If $n > 2$ and $\operatorname{Gal}(f) = S_n$ then the images of all embeddings are pairwise distinct.

Proof: Suppose $\beta, \gamma$ are two distinct roots of $f$, and let $\mu$ be a third. If $\mathbb{Q}(\gamma) \subset \mathbb{Q}(\beta)$ then $\gamma = P(\beta)$ for some polynomial $P \in \mathbb{Q}[x]$. View the equation $\gamma = P(\beta)$ in the splitting field of $f$ and apply the Galois action of a transposition interchanging $\gamma$ and $\mu$ (fixing $\beta$ and $\mathbb{Q}$, so $P(\beta)$ too) to obtain $\gamma = \mu$: absurdity.
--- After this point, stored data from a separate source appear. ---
Issue #6146, opened 2026-05-24
Native: design + implement Object-Spatial Programming (walker/node/edge/visit/spawn) runtime


marsninja:
# Native + cross-backend: one portable Object-Spatial runtime, used by every codespace

## Goal

**One source-of-truth OSP runtime** — a portable `osp_kernel` written in the
Jac portable subset — that **every backend (sv/cl/na) lowers `spawn` / `visit` /
`disengage` / `report` into**, with backend-specific persistence, permission,
and identity pushed behind a single `OspHost` seam. No per-backend
reimplementation; no behavioral drift; cross-backend equivalence enforced by
tests that run the same source program through every backend and compare
results.

The architecture (kernel + `OspHost` seam, `(walker_tag, loc_tag) → fn_ptr`
static dispatch tables, kernel structs vs sv-only anchor sidecar) and the
testing strategy live in the design comments below.

## Current state (as of main `8819f2a0b`; Phase 1 landed in #6286, Phase 2 in #6302)

**Landed:**

- `jac/jaclang/jac0core/osp_kernel.jac` — portable kernel: `osp_spawn` /
  `osp_visit` / `osp_disengage` / `osp_report` + `Slot` / `WalkerDesc` /
  `NodeDesc` / `WalkScope` / `OspRuntime`.
- `jac/jaclang/jac0core/osp_kernel_sv.jac` — sv `OspRuntime` factory
  (`make_sv_runtime`, descriptor builder over live archetypes).
- #6158 — compiler emits each ability's `.trigger` (drops `inspect.signature`);
  sv legacy engine reads compiler-stored triggers directly.
- #6263 — module-level `obj` / `node` / `edge` / `walker` declarations shared
  across all codespaces; sv / cl / na codegen materialize the shared types
  referenced by their own code.
- **#6286 — Phase 1: sv now lowers `spawn` / `visit` / `disengage` / `report`
  to the kernel** via `make_sv_runtime`, and the legacy **sync** walker engine
  (`_execute_entries` / `_execute_exits` / `_visit_node_recursive`) is deleted.
  The kernel was extended to sv parity (DFS recursion, post-order exits,
  `WalkScope.path`, `osp_visit` `insert_loc`, opt-in visit-once via
  `scope.ignores`, multi-`starts` spawn). Full sv suite green through the
  kernel. (The **async** walker still uses the legacy CallState/`OspHost` path
  via `osp_spawn_async`; async kernel migration is future work.)
[...]

PR #6302, opened 2026-05-31
test(osp): cross-backend OSP equivalence fixtures (Phase 2 of #6146)

marsninja:
## Summary

Phase 2 of the OSP kernel roadmap in #6146: the systematic cross-backend
Object-Spatial equivalence fixtures. One source program per behavior, run
through every backend that supports it and compared against the canonical
**sv (py)** reference.

Each test does two things:
1. **Pins the canonical sv semantics** with a concrete `run_py_fixture`
   assertion, so the kernel's behavior is a hard regression guard even while
   only one backend runs the fixture.
2. **Enforces cross-backend equivalence** via `run_with_both`, with `require=`
   naming the backends that must match today. As na/cl OSP lowering lands, a
   fixture's `na {}` / `cl {}` entry variant is added and its backend moves into
   `require=`, turning "support landed" into an enforced regression.

Reuses the existing harness (`xbackend_equiv.jac`); no harness changes.

## Fixtures

| Fixture | Behavior pinned | Backends |
|---|---|---|
| `osp_visit_order` | chain `[1,2,3,4]`, diamond `[1,2,3,4,4]` (double-visit), fan-out, guarded cycle `[1,2,3]` | py |
| `osp_exit_ordering` | entry-before-children, exit-after `[1,2,3,-3,-2,-1]` | py |
| `osp_subtype_dispatch` | `with Base entry` on `Sub` + tuple trigger | py |
| `osp_disengage` | early-exit partial set `[1,2,3]` | py |
| `osp_report` | reports survive spawn boundary `[10,20,30]` | py |
| `osp_edge_typed` | `[->:Road:->]` follows only the typed edge `[1,2,4]` | py |
| `osp_multi_walker` | independent walker state | **py + na** |
| `osp_nested_spawn` | ability spawns a second walker | **py + na** |

All 9 tests (incl. the existing `osp_acc`) pass. `test_prim_equivalence`
(shares the harness) unaffected.

## Backend status surfaced by these fixtures

Only the entry-only fixtures carry `require=["na"]`. The traversal subset is
py-only today because:

- **na** (inline spawn stopgap): entry-only, EXACT-type dispatch. `visit` /
  edges / `report` / `disengage` are E5090; **exit abilities compile but do not
  fire**; **subtype/tuple dispatch silently misses** (`with Base entry` on a
  `Sub` returns 0). These map to Phase 4.
- **cl**: OSP entirely unwired (`spawn` lowers to an unbound `__jacSpawn`),
  skipped on every fixture. That is Phase 3.

When that lowering lands, each fixture gains its `na {}` / `cl {}` variant and a
`require=` flip — no other churn.

## Notes for the roadmap

Two items in the issue's *Current state / Gated* section are now inaccurate and
worth correcting:
- Exit abilities are **not** rejected with E5090 on na; they compile and
  silently no-op (a silent wrong answer, not a hard gate).
- The kernel is no longer "BFS, visit-once" — post-#6286 it is DFS with opt-in
  visit-once, so it **revisits** the shared sink (diamond `[1,2,3,4,4]`),
  matching legacy sv. The diamond divergence listed as pending appears resolved.

One behavior not in the plan: the kernel's single shared `next` queue makes a
parent's exit fire **after** its later siblings (`osp_exit_ordering` pins
`[1,2,3,-3,-2,-1]`, not `[1,2,-2,3,-3,-1]`) — siblings nest under the first
rather than being independent subtrees. Pinned here so any future
"independent siblings" reconciliation is a visible, intentional change.

### DIFF
--- a/jac/jaclang/compiler/tests/fixtures/osp_disengage.jac
+++ b/jac/jaclang/compiler/tests/fixtures/osp_disengage.jac
@@ -1,0 +1,32 @@
+"""Cross-backend OSP equivalence fixture: `disengage` early-exit.
+
+The walker steps along a chain `1 -> 2 -> 3 -> 4 -> 5`, recording each value,
+and `disengage`s at `3`. `disengage` halts the walk after the in-flight ability
+returns, so the partial visit-set `[1, 2, 3]` is captured and nodes 4/5 are
+never entered.
+
+Backend status: `disengage` is E5090 on na and unwired on cl (also needs
+visit/edges), so py-only today.
+"""
+
+node N { has val: int; }
+
+walker Stop {
+    has seen: list = [];
+    can step with N entry {
+        self.seen.append(here.val);
+        if here.val == 3 {
+            disengage;
+        } else {
+            visit [-->];
+        }
+    }
+}
+
+def disengage_py() -> dict[str, any] {
+    n1 = N(val=1); n2 = N(val=2); n3 = N(val=3); n4 = N(val=4); n5 = N(val=5);
+    n1 ++> n2; n2 ++> n3; n3 ++> n4; n4 ++> n5;
+    w = Stop();
+    w spawn n1;
+    return {"seen": w.seen};
+}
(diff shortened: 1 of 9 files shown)


marsninja:
Heads-up for reviewers on `osp_exit_ordering`: it pins the **current** kernel order `[1, 2, 3, -3, -2, -1]` (a parent's exit fires after its later siblings, due to the kernel's single shared `next` queue). Per the #6146 Phase 2.5 decision, the canonical semantic is **independent sibling subtrees** `[1, 2, -2, 3, -3, -1]`, so that kernel change + this fixture's expected value (and docstring) will update together as the "visible, intentional change" the docstring references. Merging this fixture as-is is correct — it locks today's behavior so the Phase 2.5 reconciliation shows up as a diff here.

PR #6303, opened 2026-05-31
fix(type-checker): apply the descriptor protocol on member access

kugesan1105:
## What

When an attribute's type is a descriptor (a class defining `__get__`), instance access now resolves to `__get__`'s return type instead of the descriptor object.

The accessing instance selects the instance-access `__get__` overload (by assignability to its `obj` parameter) over the class-access one (`obj: None`), and TypeVars are bound from the descriptor instance — so e.g. a `Descriptor[int]` member resolves to `int`. Builtin `property` / `cached_property` keep their existing dedicated handling and are unaffected.

## Why

Member access previously returned the descriptor object itself for any descriptor other than the builtin `property`/`cached_property` special cases. Accessing such a member (common with library descriptors that implement `__get__`) therefore produced spurious type errors (e.g. an operator not supported on the descriptor object). This generalizes member access to the descriptor protocol.

This mirrors Pyright's `applyDescriptorAccessMethod`: on member access, if the member defines `__get__`, evaluate it and use its return. (Pyright builds a synthetic call through `validateCallArgs`; here the matching overload is chosen directly via assignability, since Jac's call machinery is AST-node-keyed — consistent with how existing magic-method resolution already works.)

## Tests

- New `bug_desc_1_descriptor_get_unwrapped`: a descriptor member resolves to `__get__`'s instance-access return type.
- Builtin `@property`/`@cached_property` unchanged; full checker (`test_checker_bugs`, 42) and language (93) suites pass with no regressions.

### DIFF
--- a/docs/docs/community/release_notes/unreleased/jaclang/6300.bugfix.md
+++ b/docs/docs/community/release_notes/unreleased/jaclang/6300.bugfix.md
@@ -1,0 +1,1 @@
+- Accessing an attribute whose type is a descriptor (a class defining `__get__`) now resolves to the value `__get__` returns instead of the descriptor object, so using that attribute no longer raises spurious type errors.
--- a/jac/jaclang/compiler/type_system/type_evaluator.impl/evaluator_util_methods.impl.jac
+++ b/jac/jaclang/compiler/type_system/type_evaluator.impl/evaluator_util_methods.impl.jac
@@ -882,6 +882,51 @@ impl TypeEvaluator.get_getter_type_from_property(
     return func_type.return_type;
 }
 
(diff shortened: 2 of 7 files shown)


kugesan1105:
Converting to draft. This fix is correct and regression-clean, but on its own it only handles descriptor *instances* typed directly as members. The common real-world case (a method decorated by a descriptor-producing decorator, e.g. `@util.memoized_property def rowcount(self) -> int`) produces the descriptor via a decorator, which this PR does not yet reach. Holding until the decorator-recognition layer (plus retaining a generic descriptor's type parameter through inheritance) exists, so the change can land demonstrably fixing real code rather than only its own fixture.

marsninja:

PR #6304, opened 2026-05-31
fix(type-checker): statically evaluate TYPE_CHECKING when loading Python modules

kugesan1105:
## What

The type checker now statically evaluates `if TYPE_CHECKING:` as taken and `if not TYPE_CHECKING:` as skipped when loading Python modules, per PEP 484. The condition evaluator recognizes bare `TYPE_CHECKING`, `typing.TYPE_CHECKING`, and their negation, reusing the existing `evaluate_version_condition` / `_flatten_version_conditionals` pipeline that already handles `sys.version_info` guards.

## Why

Libraries routinely declare types and aliases only for type checkers behind `if TYPE_CHECKING:` (and provide a runtime fallback under `if not TYPE_CHECKING:`). Jac ignored the guard and took the runtime branch, so those names resolved to `Unknown` (or the wrong runtime type). This mirrors how Pyright treats `TYPE_CHECKING` (`staticExpressions.ts`).

**Resolves Gap #49:** types imported under `if TYPE_CHECKING:` now resolve in annotations. The `checker_gap_fwd_ref.jac` fixture previously could not resolve a `TYPE_CHECKING`-guarded `Path`; it now resolves correctly, leaving only the two intended `str`/`int` mismatch errors.

## Tests

- `checker_gap_fwd_ref.jac` (Gap #49 fixture) resolves the guarded import; the gap test now reflects the fixed behavior.
- No regressions: `test_checker_bugs` (41) and `test_language` (93) pass.

## Out of scope

This does not fully resolve SQLAlchemy-style descriptor attributes (e.g. `CursorResult.rowcount`), which additionally require retaining a generic descriptor's type parameter through inheritance and recognizing descriptor-producing decorators. Those are tracked as separate follow-ups.

### DIFF
--- a/docs/docs/community/release_notes/unreleased/jaclang/6304.bugfix.md
+++ b/docs/docs/community/release_notes/unreleased/jaclang/6304.bugfix.md
@@ -1,0 +1,1 @@
+- The type checker now evaluates `if TYPE_CHECKING:` blocks as taken (and `if not TYPE_CHECKING:` as skipped), so types and aliases that libraries declare only for type checkers resolve correctly. Imports guarded by `if TYPE_CHECKING:` are now usable in annotations instead of resolving to `Unknown`.
--- a/jac/jaclang/jac0core/helpers.jac
+++ b/jac/jaclang/jac0core/helpers.jac
@@ -666,6 +666,24 @@ def _is_version_info_access(expr: 'uni.Expr') -> bool {
     );
 }
 
+"""Check if expr references `TYPE_CHECKING` (bare or `typing.TYPE_CHECKING`)."""
+def _is_type_checking_ref(expr: 'uni.Expr') -> bool {
+    import jaclang.jac0core.unitree as uni;
+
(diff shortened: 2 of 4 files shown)


kugesan1105:
Pushed a follow-up commit fixing a regression the first commit surfaced: a static-guard `if` inside a **function body** was being flattened (scope dropped), which made the guard appear to narrow locals used in its body, resolving them to `Unknown`. Static-guard flattening is now restricted to module/class scope (where it promotes stub declarations); inside a function the guard keeps a normal scoped block, so control-flow typing of locals is unaffected. Verified: the `redundant_typing_imports` static-analysis fixture passes again, Gap 49 and STUB-VGUARD still resolve, and checker/language/sym-tab suites are green.

Noted in-code as pragmatic: the clean generalization is to handle static guards uniformly across SymTabBuildPass (promote declarations only) and CFGBuildPass (model the dead branch as unreachable, Pyright-style), which removes the function-body special case. Tracked as a follow-up.

Issue #888, opened 2024-12-05
Improve logging and error handling


matejchalk:
## The problem

Users have a hard time setting up our CLI and plugins on their own.

### Error handling

- Users have a hard time understanding errors from the CLI.
- Errors don't give hints on how to fix them.
- It often isn't clear in which step an error occurred.
- Debugging errors using `--verbose` flag is of very little help, as this log level is barely used.
- Some errors are unnecessarily verbose (e.g. Zod schema validation).
- Output and error streams from executed processes are often silenced unless there's an error, hiding potentially valuable information.

### Logging
 
- The only progress indicator is a progress bar which is supposed to update discretely whenever a plugin is finished running (but has actually been broken for a long time, so it just skips to 100% immediately).
- For long-running plugin execution, there's no way for a user to tell if something is still happening or if it's hanging.
- Aside from the final report, very little information is logged about what the CLI is doing. This lack of transparency contributes to users struggling to understand where an error came from, as well as how the CLI is supposed to work in general.
- The progress bar also causes strange UI side-effects (scrolling logs out of viewport), is difficult to test and isn't suitable for logging in CI pipelines.

## Proposed solution

- [ ] replace progress bar with spinners
- [ ] spinners should be shown whenever some potentially long-running process is running
- [ ] CLI should log high-level steps being performed (e.g. parsing config, executing plugin 2 out of 4, formatting report)
- [ ] all plugin logs should be prefixed by plugin which emitted them
- [ ] plugins should use logger with same verbose settings as CLI
- [ ] Zod errors should be made more compact
- [ ] ensure every error is given proper context (in which step is occurred)
- [ ] add E2E test for what's being printed to stdout in `cli-e2e` (part of 1st contact)

Issue #695, opened 2024-06-05
Logs from plugins do not appear


Tlacenka:
### User story

As a user, I want to know what is going on inside the plugins. I want to see not only errors but also warnings and other valuable information.

### Acceptance criteria

- [ ] When an `info` or `warning` log is posted from within a plugin, the user can see it (can be behind verbose flag).
- [ ] As before, `error` logs are also visible to the user.

vmasek:
Consider extending logger to log into log files so all errors from plugins could appear in some temporary file.

Turn off logging `--help` options on error.

BioPhoton:
> Consider extending logger to log into log files so all errors from plugins could appear in some temporary file.

I would suggest to implement the stdout and stderr properly and log it directly to the console.

Not sure what the file can help more in comparison to styled and formatted logs in CI/locally.

PR #929, opened 2025-02-03
fix: nest files with timestamp for plugin runners

### LINKED ISSUE #930: Plugin runner config and output path gets overridden in parallel mode
### What happened?

When running plugins in parallel or running same plugin multiple times for different audits it overrides its runner config as the folder for each individual runner config is `node_modules/.code-pushup/<plugin-name>`.

Each runner of individual plugins should have its own unique folder to hold the config file and output file.
This can be achieved by adding one more level of nesting into runners folder as in `node_modules/.code-pushup/<timestamp>/<plugin-slug>`.

Also plugin slug should be used instead of hardcoded plugin name as it will be more versatile if people would reuse or extend existing plugins with their own variety (for example duplicating `coverage` plugin execution to get two reported coverages, one from Jest and one from Cypress component tests)

### What steps did you take?

1. Setup Code PushUp target with ESLint for multiple projects in one Nx monorepo
2. For better reproduction have different lint rules setup in the projects
3. Run plugins in parallel or via affected
4. Observe errors of rules not being found or other weird behavior related to overridden runner config

latest

Windows

### Node version

22

### Relevant log output

```shell

```

vmasek:
closes #930
part of #888 
part of #695
Additional changes:
- [x] makes sure all the logs from runner process will appear in CLI via logger `log`
- [x] adds some handy logs that help identify or reproduce issues
- [x] adds `--no-progress --verbose` to "code-pushup" command "node packages/cli/src/index.ts" that runns CP collection on this repo as it is very annoying to not have logs considering how frequently it is it breaks during PRs


packages/core/src/lib/implementation/runner.ts
```diff
@@ -26,7 +31,8 @@ export async function executeRunnerConfig(
   });
 
   // read process output from file system and parse it
-  const outputs = await readJsonFile(path.join(process.cwd(), outputFile));
+  const outputs = await readJsonFile(outputFile);
+  await removeDirectoryIfExists(path.dirname(outputFile));
```
matejchalk, line 35: This deserves a comment, took me a while to realize why you remove the directory after reading.

```suggestion
  // clean up plugin output directory
  await removeDirectoryIfExists(path.dirname(outputFile));
```

packages/plugin-eslint/src/bin.ts
```diff
@@ -1,3 +1,7 @@
+import process from 'node:process';
+import { Parser } from 'yargs/helpers';
 import { executeRunner } from './lib/runner/index.js';
 
-await executeRunner();
+const { runnerConfigPath, runnerOutputPath } = Parser(process.argv);
```
matejchalk, line 5: Why don't we declare the required Yargs options? Then the args will actually be validated, and we'll get the inferred types.

The logic could live in `@code-pushup/utils`, since many plugins are using the same pattern.

packages/plugin-eslint/src/lib/eslint-plugin.integration.test.ts
```diff
@@ -18,10 +19,19 @@ describe('eslintPlugin', () => {
...
+      args: (plugin.runner as RunnerConfig).args?.map(arg => {
+        if (arg.includes('bin.js')) {
+          return toUnixPath(arg.replace(path.dirname(thisDir), '<dirname>'));
+        }
+
+        return toUnixPath(arg).replace(
+          /\/eslint\/\d+\//,
+          '/eslint/<timestamp>/',
+        );
+      }),
```
matejchalk, line 31: This can be simplified:

```suggestion
      args: (plugin.runner as RunnerConfig).args?.map(arg =>
        toUnixPath(arg.replace(path.dirname(thisDir), '<dirname>')).replace(
          /\/eslint\/\d+\//,
          '/eslint/<timestamp>/',
        ),
      ),
```

packages/plugin-eslint/src/lib/runner.integration.test.ts
```diff
@@ -2,26 +2,36 @@ import os from 'node:os';
...
     const targets: ESLintTarget[] = [{ eslintrc, patterns }];
     const { audits } = await listAuditsAndGroups(targets);
-    await createRunnerConfig('bin.js', audits, targets);
+    const { outputFile } = await createRunnerConfig('bin.js', audits, targets);
+    return {
+      runnerOutputPath: outputFile,
+      runnerConfigPath: outputFile.replace(
+        'runner-output.json',
+        'plugin-config.json',
+      ),
```
matejchalk, line 33: Maybe we could add an optional `configFile` to the runner config schema? It would save you from doing this output file replacement in several tests. And the core could then also take care of deleting the config file as well :thinking:

packages/utils/src/lib/execute-process.ts
```diff
@@ -148,6 +150,9 @@ export function executeProcess(cfg: ProcessConfig): Promise<ProcessResult> {
   const date = new Date().toISOString();
   const start = performance.now();
 
+  const logCommand = [command, ...(args || [])].join(' ');
+  ui().logger.log(gray(`Executing command:\n${logCommand}`));
```
matejchalk, line 154: Nice improvement, adds a lot more transparency :+1:

project.json
```diff
@@ -5,7 +5,7 @@
     "code-pushup": {
       "executor": "nx:run-commands",
       "options": {
-        "command": "node packages/cli/src/index.ts",
+        "command": "node packages/cli/src/index.ts --no-progress --verbose",
```
matejchalk, line 8: :+1:

matejchalk (approved):
Thank you for taking care of this :slightly_smiling_face: 

Left some suggestions, but none of them are a blocker.

packages/plugin-eslint/src/lib/nx.integration.test.ts
```diff
@@ -11,7 +12,7 @@ import {
 
 type Project = 'cli' | 'core' | 'nx-plugin' | 'utils';
 
-describe('Nx helpers', () => {
+describe.skipIf(() => process.platform === 'win32')('Nx helpers', () => {
```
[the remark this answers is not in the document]
vmasek: For some reason type signature suggested the Fn, I'll fix it

matejchalk (approved):

PR #932, opened 2025-02-12
feat(plugin-typescript): add TS core logic

BioPhoton:


packages/plugin-typescript/src/lib/runner/runner.ts
```diff
@@ -0,0 +1,60 @@
...
+              issues: [...existingIssues, getIssueFromDiagnostic(diag)],
+            },
+          },
+        };
+      },
+      {} as unknown as Record<
+        CodeRangeName,
+        Pick<AuditOutput, 'slug' | 'details'>
+      >,
+    );
```
matejchalk, line 46: I see `as unknown as` brute-force casting :arrow_right: I complain :sweat_smile: 

The _true_ type of the `reduce` accumulator is actually a `Partial`, because not every code range need be emitted. Then the initial accumulator value is also valid (although a soft `as` would've been enough anyway).

There's also the question of where to put the accumulator type in `reduce`. In most situations, the type parameter is safest and most convenient (type used for implementation as well). There are some cases where the initial and final accumulator types are different, then it's a bit more tricky, but fortunately that's not the case here.

```suggestion
    const result = diagnostics.reduce<
      Partial<Record<CodeRangeName, Pick<AuditOutput, 'slug' | 'details'>>>
    >((acc, diag) => {
      const slug = tSCodeToAuditSlug(diag.code);
      const existingIssues: Issue[] =
        (acc[slug] && acc[slug].details?.issues) || ([] as Issue[]);
      return {
        ...acc,
        [slug]: {
          slug,
          details: {
            issues: [...existingIssues, getIssueFromDiagnostic(diag)],
          },
        },
      };
    }, {});
```

packages/plugin-typescript/src/lib/runner/runner.ts
```diff
@@ -0,0 +1,60 @@
...
+  return async (): Promise<AuditOutputs> => {
+    const diagnostics = await getTypeScriptDiagnostics({ tsconfig });
+    const result: Record<
+      CodeRangeName,
+      Pick<AuditReport, 'slug' | 'details'>
+    > = diagnostics.reduce(
+      (acc, diag) => {
+        const slug = tSCodeToAuditSlug(diag.code);
+        const existingIssues: Issue[] =
+          (acc[slug] && acc[slug].details?.issues) || ([] as Issue[]);
```
matejchalk, line 31: I see unnecessary casting :arrow_right: I complain :grin: 

The whole expression can be simplified, actually:

```suggestion
        const existingIssues: Issue[] = acc[slug]?.details?.issues ?? [];
```

packages/plugin-typescript/src/lib/runner/runner.ts
```diff
@@ -0,0 +1,60 @@
...
+        };
+      },
+      {} as unknown as Record<
+        CodeRangeName,
+        Pick<AuditOutput, 'slug' | 'details'>
+      >,
+    );
+
+    return expectedAudits.map(({ slug }) => {
+      const { details } = result[slug as CodeRangeName] ?? {};
```
matejchalk, line 49: Another unnecessary casting :sweat_smile:

The `AuditSlug` is actually an alias of `CodeRangeName`, so no conversion is needed: 

```suggestion
      const { details } = result[slug] ?? {};
```

packages/plugin-typescript/src/lib/runner/ts-runner.ts
```diff
@@ -0,0 +1,25 @@
...
+  tsconfig,
+}: DiagnosticsOptions): Promise<readonly Diagnostic[]> {
+  const { fileNames, options } = await loadTargetConfig(tsconfig);
+  try {
+    const program = createProgram(fileNames, options);
+    // @TODO use more fine-grained helpers like getSemanticDiagnostics instead of getPreEmitDiagnostics
+    return getPreEmitDiagnostics(program);
+  } catch (error) {
+    throw new Error(
+      `Can't create TS program in getDiagnostics. \n ${(error as Error).message}`,
```
matejchalk, line 22: We have a [utility function](https://github.com/code-pushup/cli/blob/main/packages/utils/src/lib/errors.unit.test.ts) that takes care of safely converting unknown errors to a string:

```suggestion
      `Can't create TS program in getDiagnostics.\n${stringifyError(error)}`,
```

packages/plugin-typescript/src/lib/runner/utils.ts
```diff
@@ -0,0 +1,107 @@
...
+import { TS_CODE_RANGE_NAMES } from './ts-error-codes.js';
+import type { CodeRangeName } from './types.js';
+
+/**
+ * Transform the TypeScript error code to the audit slug.
+ * @param code - The TypeScript error code.
+ * @returns The audit slug.
+ * @throws Error if the code is not supported.
+ */
+export function tSCodeToAuditSlug(code: number): CodeRangeName {
```
matejchalk, line 22: Typo in function name:

```suggestion
export function tsCodeToAuditSlug(code: number): CodeRangeName {
```

packages/plugin-typescript/package.json
```diff
@@ -22,6 +22,10 @@
     "access": "public"
   },
   "type": "module",
-  "dependencies": {},
+  "dependencies": {
+    "@code-pushup/models": "0.58.0",
+    "@code-pushup/utils": "0.58.0",
+    "typescript": "5.5.4"
```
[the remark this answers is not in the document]
BioPhoton: made it <=4

packages/plugin-typescript/src/lib/runner/runner.ts
matejchalk: I think this change was overwritten by applying suggestion from https://github.com/code-pushup/cli/pull/932#discussion_r1952869368

packages/plugin-typescript/package.json
```diff
@@ -23,8 +23,8 @@
   },
   "type": "module",
   "dependencies": {
-    "@code-pushup/models": "0.58.0",
-    "@code-pushup/utils": "0.58.0"
+    "@code-pushup/models": "*",
+    "@code-pushup/utils": "*"
```
matejchalk, line 27: Only the current version should be specified here. Nx release takes care of bumping it usually, but I happened to make a release just now while this PR was still open :sweat_smile: If you run into problems, merging in `main` should fix it.

```suggestion
    "@code-pushup/models": "0.59.0",
    "@code-pushup/utils": "0.59.0"
```

matejchalk (approved):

Q.E.D.

A corollary:

If $n > 2$ and $\operatorname{Gal}(f) = S_n$ then $\operatorname{Aut}(\mathbb{Q}(\alpha)/\mathbb{Q}) = \{ \operatorname{id} \}$ for every root $\alpha$ of $f$.

Proof: The only root of $f$ in $\mathbb{Q}(\alpha)$ is $\alpha$ itself, by the proof above.